The code for both plugins is still under active development (hence the -SNAPSHOT version number) while we improve error handling etc. so if you spot any issues or have suggestions for features we should add please do let us know. You can use the relevant issue trackers on GitHub for either the JSON or Twitter format plugins.

Wednesday, 4 July 2018

11th GATE Training Course: Large Scale Text and Social Media Analytics with GATE

Every year for the last decade, the GATE team at Sheffield have been delivering summer courses helping people get to grips with GATE technology. One year we even ran a second course in Montreal! It's always a challenge deciding what to include. GATE has been around for almost a quarter of a century, and in that time it has organically grown to include a wide variety of technologies too numerous to cover in a week long course, and adapt to the changing needs of our users during one of the most technologically exciting periods in history. But under the capable leadership of Diana Maynard and Kalina Bontcheva, we've learned to squeeze the most useful material into the limited time available, helping beginners to get started with GATE without overwhelming them, as well as empowering more experienced users to see the potential to push it into new territory.

Recent years have seen a surge of interest in social media. These media offer potential for commercial users to deepen their understanding of their customers, and for researchers to explore and understand the ways in which these media are affecting society, as well as using social media data for various other research purposes. For this reason, we have positioned social media as a central theme for the course, which most students seem to find accessible and interesting. It provides an opportunity to showcase GATE's Twitter support, and draw examples from our own work on social media within the Societal Debates theme of SoBigData. However, there are also plenty of examples illustrating how GATE can be applied to other popular areas, such as analysis of news or medical text.

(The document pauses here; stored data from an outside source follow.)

PR #1975, opened 2026-07-14
Fix Workbench retire-confirm gaps: Path retire bypass and unsaved-edit blindness

### LINKED ISSUE #1863: Retire-confirm gaps: Path retire bypasses the referenced-by confirm, and the reference computation ignores the session's own unsaved edits
Two related gaps in the Workbench retire-confirm surface. The backend guards still protect integrity in both cases — these are UX/consistency issues.

## 1. Retiring a Path skips the confirm every other retire path gets

`PathDetail.svelte:17` wires `onRetire={() => store.retirePath(path.id, true)}` directly, while `TierDetail.svelte` and `WorkbenchDetail` route through `retireWithConfirm(...)`. `computeReferences` (`workbench/references.ts`) has cases for enemies/zones/challenges/items/itemMods/skills/proficiencies but none for `paths` (falls through to `[]`).

Retiring a path whose tiers gate a live gateway is rejected by the backend guard (`FindRetiredPathGatingLiveGateway`) — the admin gets a raw save-failure toast with no pre-warning and no reference surface, inconsistent with every other retire.

**Fix:** route path retire through `retireWithConfirm` and add a `'paths'` branch to `computeReferences` (gateway prerequisites / tiers of the path).

## 2. The "referenced by" dialog reads last-saved cache, ignoring unsaved edits

`retire-confirm.ts:10-21` (`referenceSourcesFromStatic`) computes the advisory references over `staticData` (last-saved state), while the store being edited may hold unsaved references to the record being retired (a just-added gateway prerequisite, a reward re-pointed this session). The dialog under-reports — or skips entirely for an "unreferenced" record — when the only references are this session's own pending edits, so an admin can retire something their unsaved work depends on without warning.

**Fix:** for the catalogue currently being edited, source `ReferenceSources` from the live store records instead of `staticData`.

ginderjeremiah:
## Summary

Two related gaps in the Workbench retire-confirm surface, per #1863:

1. **Path retire skipped the "referenced by" confirm.** `PathDetail.svelte` wired `onRetire` directly to `store.retirePath(...)`, bypassing the confirm dialog every other retire path (enemies, zones, challenges, items, itemMods, skills, proficiencies) already gets. Retiring a path whose tier gates a live gateway would silently hit the backend's `AdminPaths.FindRetiredPathGatingLiveGateway` guard and surface as a raw save-failure toast with no pre-warning.
   - Added a `'paths'` case to `computeReferences` (`references.ts`): a path is referenced when another still-live proficiency lists one of the path's tiers as a cross-path prerequisite — mirroring the exact soft-lock condition the backend guard rejects. Marked as a `strong` reference (a real save-time block, not just advisory) so the dialog closes with the "re-point first" wording.
   - Routed `PathDetail`'s retire through `retireWithConfirm`, mirroring `TierDetail`'s existing wiring.

2. **The "referenced by" dialog read last-saved data, ignoring this session's unsaved edits.** `referenceSourcesFromStatic()` always built its `ReferenceSources` from `staticData` (last-saved cache), so a reference that only exists in this session's pending edits (a just-added spawn-table entry, a gateway prerequisite added moments ago) was invisible to the confirm dialog.
   - `referenceSourcesFromStatic` now accepts an optional `overrides` param to substitute live records for the one catalogue currently being edited, while every other catalogue still comes from `staticData` as before.
   - `WorkbenchDetail.svelte` passes its own `store.items` (live, unsaved-deletes excluded) for whichever entity catalogue it maps to.
   - `PathDetail.svelte` and `TierDetail.svelte` (the progression editor) both pass `store.profs` (live proficiencies) since gateway prerequisite edits live there.

## Test plan

- [x] `references.test.ts` — new `computeReferences('paths', …)` cases (soft-lock reference, same-path prerequisite ignored, unreferenced path) plus a `formatReferenceBody` case for the strong path reference.
- [x] `retire-confirm.test.ts` — new case covering `referenceSourcesFromStatic`'s override substitution.
- [x] `TierDetail.test.ts` — new case proving the tier retire-confirm now sources from the live store, not stale `staticData`.
- [x] `PathDetail.test.ts` (new file) — retire-confirm lifecycle: no prompt when unreferenced, prompts + retires on confirm (using a live-only unsaved gating edge), cancel leaves it unretired, Reinstate for an already-retired path.
- [x] `npm run test:unit:ci` — full suite, 299 files / 3681 tests passed.

Closes #1863

---
_Generated by [Claude Code](https://claude.ai/code/session_01Ctvy8cxprb1oPzSKTyWGaz)_

### DIFF
--- a/UI/src/routes/admin/workbench/components/WorkbenchDetail.svelte
+++ b/UI/src/routes/admin/workbench/components/WorkbenchDetail.svelte
@@ -133,6 +133,7 @@
 import { fieldsOf, type EntityConfig, type Identified } from '../entities/types';
 import type { EntityStore } from '../entity-store.svelte';
 import { recordsEqual } from '../entity-store.svelte';
+import type { ReferenceSources } from '../references';
 import { referenceSourcesFromStatic, retireWithConfirm } from '../retire-confirm';
 import { sectionWarnings } from '../validation';
 import WorkbenchIcon from '../WorkbenchIcon.svelte';
@@ -152,6 +153,35 @@ interface Props {
 const { entity, store, record, baseline, tab, onTab, onNew }: Props = $props();
 
 /**
+ * The catalogue this detail pane is currently editing, live (unsaved edits included) — substituted
+ * for `staticData`'s last-saved copy of that one slot so a reference computed from this session's
+ * own pending edits (e.g. a just-added spawn-table entry) isn't missed (#1863). Only entity keys
+ * that map to a {@link ReferenceSources} slot need one; the rest (itemMods, tags, lessons) aren't
+ * themselves reference sources, so they fall through unchanged.
+ */
+const liveOverride = (): Partial<ReferenceSources> => {
+	const live = store.items.filter((rec) => store.status(rec) !== 'deleted');
+	switch (entity.key) {
+		case 'enemies':
+			return { enemies: live as unknown as ReferenceSources['enemies'] };
+		case 'zones':
+			return { zones: live as unknown as ReferenceSources['zones'] };
+		case 'challenges':
+			return { challenges: live as unknown as ReferenceSources['challenges'] };
+		case 'items':
+			return { items: live as unknown as ReferenceSources['items'] };
+		case 'classes':
+			return { classes: live as unknown as ReferenceSources['classes'] };
+		case 'skillRecipes':
+			return { skillRecipes: live as unknown as ReferenceSources['skillRecipes'] };
+		case 'skills':
+			return { skills: live as unknown as ReferenceSources['skills'] };
+		default:
+			return {};
+	}
+};
+
+/**
  * Retire a saved reference record, first surfacing what currently references it. The referenced-by
  * surface is computed from the cached reference sets (no backend round-trip); an unreferenced record
  * retires without an extra prompt. Advisory only — confirming proceeds, and the record stays
@@ -163,7 +193,7 @@ const onRetire = (rec: Identified) =>
 		id: rec.id,
 		name: entity.title?.(rec) || rec.name || entity.blankName,
 		title: `Retire ${entity.singular}?`,
-		sources: referenceSourcesFromStatic(),
+		sources: referenceSourcesFromStatic(liveOverride()),
 		onConfirmed: () => store.setRetired(rec.id, true)
 	});
 
--- a/UI/src/routes/admin/workbench/components/WorkbenchDetail.svelte
+++ b/UI/src/routes/admin/workbench/components/WorkbenchDetail.svelte
@@ -133,7 +133,6 @@
 import { fieldsOf, type EntityConfig, type Identified } from '../entities/types';
 import type { EntityStore } from '../entity-store.svelte';
 import { recordsEqual } from '../entity-store.svelte';
-import type { ReferenceSources } from '../references';
 import { referenceSourcesFromStatic, retireWithConfirm } from '../retire-confirm';
 import { sectionWarnings } from '../validation';
 import WorkbenchIcon from '../WorkbenchIcon.svelte';
@@ -153,39 +152,19 @@ interface Props {
 const { entity, store, record, baseline, tab, onTab, onNew }: Props = $props();
 
 /**
- * The catalogue this detail pane is currently editing, live (unsaved edits included) — substituted
- * for `staticData`'s last-saved copy of that one slot so a reference computed from this session's
- * own pending edits (e.g. a just-added spawn-table entry) isn't missed (#1863). Only entity keys
- * that map to a {@link ReferenceSources} slot need one; the rest (itemMods, tags, lessons) aren't
- * themselves reference sources, so they fall through unchanged.
- */
-const liveOverride = (): Partial<ReferenceSources> => {
-	const live = store.items.filter((rec) => store.status(rec) !== 'deleted');
-	switch (entity.key) {
-		case 'enemies':
-			return { enemies: live as unknown as ReferenceSources['enemies'] };
-		case 'zones':
-			return { zones: live as unknown as ReferenceSources['zones'] };
-		case 'challenges':
-			return { challenges: live as unknown as ReferenceSources['challenges'] };
-		case 'items':
-			return { items: live as unknown as ReferenceSources['items'] };
-		case 'classes':
-			return { classes: live as unknown as ReferenceSources['classes'] };
-		case 'skillRecipes':
-			return { skillRecipes: live as unknown as ReferenceSources['skillRecipes'] };
-		case 'skills':
-			return { skills: live as unknown as ReferenceSources['skills'] };
-		default:
-			return {};
-	}
-};
-
-/**
  * Retire a saved reference record, first surfacing what currently references it. The referenced-by
  * surface is computed from the cached reference sets (no backend round-trip); an unreferenced record
  * retires without an extra prompt. Advisory only — confirming proceeds, and the record stays
  * resolvable by id either way (see references.ts).
+ *
+ * Sourced from `staticData` (last-saved), not this pane's own live `store.items`: every reference
+ * fn here reads a *sibling* catalogue (an enemy is referenced by zones/challenges, an item by
+ * challenges/classes, …), never the one this pane edits, and `store.items` isn't dense-by-id once a
+ * record's been added this session (`EntityStore.addItem` prepends negative ids) — indexing it by
+ * id, as `enemies[id]?.spawns` and `nameByIndex(skills, …)` do, would resolve the wrong record. See
+ * the progression editor's `{ proficiencies: store.profs }` override for the shape this pane would
+ * need (index-safe access to every referencing catalogue's own live store) to close this gap
+ * generically — tracked as a follow-up rather than attempted here.
  */
 const onRetire = (rec: Identified) =>
 	retireWithConfirm({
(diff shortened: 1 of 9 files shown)


UI/src/routes/admin/workbench/components/WorkbenchDetail.svelte
```diff
@@ -151,6 +152,35 @@ interface Props {
...
+		case 'classes':
+			return { classes: live as unknown as ReferenceSources['classes'] };
+		case 'skillRecipes':
+			return { skillRecipes: live as unknown as ReferenceSources['skillRecipes'] };
+		case 'skills':
+			return { skills: live as unknown as ReferenceSources['skills'] };
+		default:
+			return {};
+	}
+};
```
ginderjeremiah: **Blocking — this override breaks the id-as-index invariant.** `store.items` is not dense-by-id: `addItem` prepends new records with negative ids (`[newItem(id), ...items]`, `nextId` starts at -1), and this `.filter(status !== 'deleted')` also drops saved records that were hard-removed this session, leaving gaps. But `enemyReferences` reads the retired enemy's spawns via `enemies[id]?.spawns` (references.ts:72), and `skillReferences` names recipes via `nameByIndex(skills, …)` — both index the *overridden* slot by id, relying on the same zero-based Id-as-index invariant documented in `backend.md`.

So the moment the session has any added enemy (a completely normal workflow: add a new enemy, then retire an existing one), `enemies[id]` resolves to the *wrong* record and the "spawns in zone(s) …" surface is silently incorrect — a regression versus the dense `staticData` array it replaces.

Worse, this override can't actually deliver gap #2 for the generic entities anyway: an enemy is referenced by *zones/challenges*, an item by *challenges/classes*, a skill by *everything else* — never by the catalogue being edited. This pane only holds its own `store`, so it can't source those sibling catalogues' unsaved edits. The result is that the `zones`/`challenges`/`items`/`classes`/`skillRecipes` cases are inert no-ops (their reference fn never reads their own slot), and the only slots the reference fns *do* read by id — `enemies` and `skills` — are exactly the ones this corrupts.

Suggested resolution: drop the generic override entirely and keep the two progression overrides (`{ proficiencies: store.profs }`), which are correct because `pathReferences`/`proficiencyReferences` look up proficiencies by `.filter`, not by index. If you want to preserve the narrow "reflect this enemy's own unsaved spawn edits" case, source it density-safe (e.g. start from the dense `staticData.enemies` and overwrite `arr[rec.id] = rec` for `rec.id >= 0`) rather than passing the prepend-ordered live array.

Nit while here: the `as unknown as ReferenceSources['…']` double-casts defeat type-checking — a future mismatch between `entity.key` and the store's element type wouldn't be caught.

---

ginderjeremiah (commented):
## Review: Workbench retire-confirm gaps — Path retire bypass + unsaved-edit blindness (#1863)

**Verdict: Request changes** — the Path-retire fix (gap #1) and the progression-editor `store.profs` overrides (gap #2) are correct and well-tested, but the generic `WorkbenchDetail.liveOverride` introduces an id-as-index correctness bug and doesn't actually address gap #2 for the entities it targets. _(Submitted as a COMMENT because GitHub won't accept a gating verdict on my own PR — the effective verdict is Request changes.)_

### Blocking

- **`WorkbenchDetail.svelte:162-182` — override violates the Id-as-index invariant.** `store.items` is not dense-by-id (adds are prepended with negative ids; `.filter('deleted')` drops hard-removed saved records), yet `enemyReferences` reads `enemies[id]?.spawns` and `skillReferences` names recipes via `nameByIndex(skills, …)` — both index the overridden slot by id. After a normal *add-an-enemy → retire-another-enemy* session the "spawns in …" surface reads the wrong record. Detail inline.
- **Same override is structurally ineffective for gap #2.** Generic entities are referenced by *other* catalogues (enemy←zones/challenges, item←challenges/classes, skill←everything-else), and this pane only holds its own `store`, so it can't source those catalogues' unsaved edits. The `zones`/`challenges`/`items`/`classes`/`skillRecipes` cases are inert (their reference fn never reads their own slot); only `enemies`/`skills` are read by id — the two the override corrupts. Recommend dropping the generic override and keeping the progression ones, or reworking it density-safe (inline).

### Should-fix

- **`WorkbenchDetail` has no test.** The new `liveOverride` logic is untested (`tests/routes/admin/workbench/components/` only has `AttributePicker`/`attribute-groups`). Whatever survives the rework needs a test — including the add-then-retire density case, which is exactly what would have caught the bug above. Per the project's testing rules, a touched component with new interaction logic needs unit coverage.

### Nits

- `as unknown as ReferenceSources['…']` double-casts (166-178) defeat type-checking on the `entity.key`→element-type mapping.
- Path clause reads "*&lt;path name&gt; is a prerequisite for …*" (formatReferenceBody), but it's the path's *tier* that's the prerequisite, not the path. Minor advisory-wording imprecision — the `pathReferences` comment already notes "referenced through its tiers".

### Test coverage

- **Solid:** `pathReferences` cases in `references.test.ts` (soft-lock, same-path prereq ignored, unreferenced), the `formatReferenceBody` strong-path case, the `TierDetail` live-store case, the `referenceSourcesFromStatic` override substitution, and the new `PathDetail.test.ts` retire-confirm lifecycle. Gap #1 and the progression side of gap #2 are well covered.
- **Missing:** any `WorkbenchDetail` test exercising the generic override — and specifically the non-dense-array interaction. The current tests all feed hand-built dense sources, so they can't surface the id-as-index bug.

### What's good

- Gap #1 is cleanly fixed: routing `PathDetail` retire through `retireWithConfirm` mirrors `TierDetail`, and `pathReferences` faithfully mirrors the backend `FindRetiredPathGatingLiveGateway` soft-lock (`strong: true` for the real save-time block).
- The progression-editor `{ proficiencies: store.profs }` overrides are the right call — order-independent because those reference fns filter by property, and they genuinely close gap #2 where the referencing catalogue *is* the one being edited.
- Comments are clear and tie each change back to the backend guard they mirror.

---

ginderjeremiah:
Good catch — confirmed `EntityStore.addItem` does prepend negative ids (`entity-store.svelte.ts:137`), so `store.items` is only index-aligned before the first add in a session. Fixed in ec09c4c:

- Dropped the generic `WorkbenchDetail.liveOverride` entirely; reverted to `referenceSourcesFromStatic()` with no override. The progression-editor overrides (`{ proficiencies: store.profs }` in `PathDetail`/`TierDetail`) are untouched — those are safe because `pathReferences`/`proficiencyReferences` filter by property, never index by id.
- Filed #1976 to track the real generic fix, which needs the Workbench to thread every sibling catalogue's live records (not just the one entity open) plus a density-safe id accessor for the two index-based lookups — an architecture question, not a small fix.
- Fixed the path-clause wording nit: `prerequisiteOf` now reads "home to a tier that gates N proficiencies" for paths, vs. "a prerequisite for N proficiencies" for proficiencies themselves.
- Updated/added tests accordingly; full suite (3682 tests), lint, and svelte-check all green.

The double-cast nit is moot now that the override (and its casts) is gone.

---

ginderjeremiah:
## Review — ✅ Approve

Reviewed the diff against the backend guard it mirrors and the project's Svelte 5 / testing conventions.

**Gap 1 — Path retire bypassed the confirm dialog:** fully fixed. `PathDetail.svelte` now routes retire through `retireWithConfirm(...)` (mirroring `TierDetail`), and `references.ts` gains a `'paths'` branch. I verified `pathReferences` against the backend guard `AdminPaths.FindRetiredPathGatingLiveGateway`: it computes the same soft-lock condition (a still-live proficiency on another path listing one of the retiring path's tiers as a cross-path prerequisite) and correctly marks it `strong: true` for a real save-time block. Faithful mirror, including keying off path retirement rather than per-proficiency `retiredAt` (as the backend does). ✓

**Gap 2 — dialog ignored unsaved edits:** fixed for the progression editor via the new `overrides` param on `referenceSourcesFromStatic`, with `PathDetail`/`TierDetail` passing live `store.profs`. The property-based `.filter`/`Set` lookup is index-safe, so `EntityStore.addItem`'s prepended negative unsaved ids resolve correctly — which is exactly why the progression override is sound where the generic `WorkbenchDetail` override was not. Reverting the generic override and splitting it into #1976 is a defensible scope call, not a regression.

**Prior review resolved:** the earlier self-review's blocking items all targeted the generic `WorkbenchDetail.liveOverride`; commit `ec09c4c` dropped that override (leaving `WorkbenchDetail` a doc-comment-only change), filed #1976, and fixed the clause-wording nit. Nothing outstanding since.

**Tests:** appropriately scoped — new `PathDetail.test.ts` lifecycle, `pathReferences` edge cases (incl. same-path-prereq ignored), the live-store `TierDetail` case, and the override-substitution test. Proper Svelte 5 runes (`$props`/`$derived`), no dead code.

**CI:** green — `test-frontend`, `verify-frontend`, all three `test-e2e` browsers success; backend jobs correctly skipped; `all-checks-passed` success.

**Nits (non-blocking, not gating merge):**
- `references.ts:155` — `pathReferences` approximates the backend's `PathStaysLive(gateway.PathId)` as `p.pathId !== id`, so a gateway on a *different, already-retired* path is over-reported as a strong reference. Advisory over-report only (never a miss or bypass; backend authoritative). Tracked in #1983 to tighten later.
- The dialog offers "Retire anyway" on a `strong` path soft-lock even though the backend will reject the save — slightly overpromising, but this is a pre-existing pattern shared with the `unlockGate`/challenge strong cases, not introduced here. Left as-is.

No blocking issues, no should-fixes. Deferred generic case tracked in #1976, advisory-accuracy nit in #1983. Merging.

---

I've been teaching GATE's machine learning offering for most of the time the course has been running, and therefore I've had the opportunity to explore different ways of helping people to get a handle on what can seem an intimidating topic to those who aren't already familiar with it. Machine learning is challenging to teach to a mixed audience, because it's such a large field and the time is limited. It's also an important one though, as it's increasingly a part of the public discourse, and many students are excited to learn about the ways they can incorporate machine learning into their work using GATE. Johann Petrak has taken the lead on keeping the GATE Learning Framework up to date with the latest developments in this rapidly evolving field, and I'm always proud and excited to teach something new that's been added since the last course.

It's evident from the discussions during lunch and tea breaks that students are eager to talk to us about how they are using GATE, and how they would like to use it. I think one of the most valuable things about the course is the opportunity it provides for the students to talk to us about what they are doing with GATE, and for us to be inspired by the range of uses to which GATE is being put. Here is some of the feedback we received from students this year:

"Last week was one of the most useful courses I have done. Overall I think it was pitched really well given the range of technical abilities."

"Thank you all for such an informative and well-delivered course. I was a little worried about whether I'd be able to pick it up as I don’t have a background in programming, but I learned so much and the trainers were all very helpful and patient."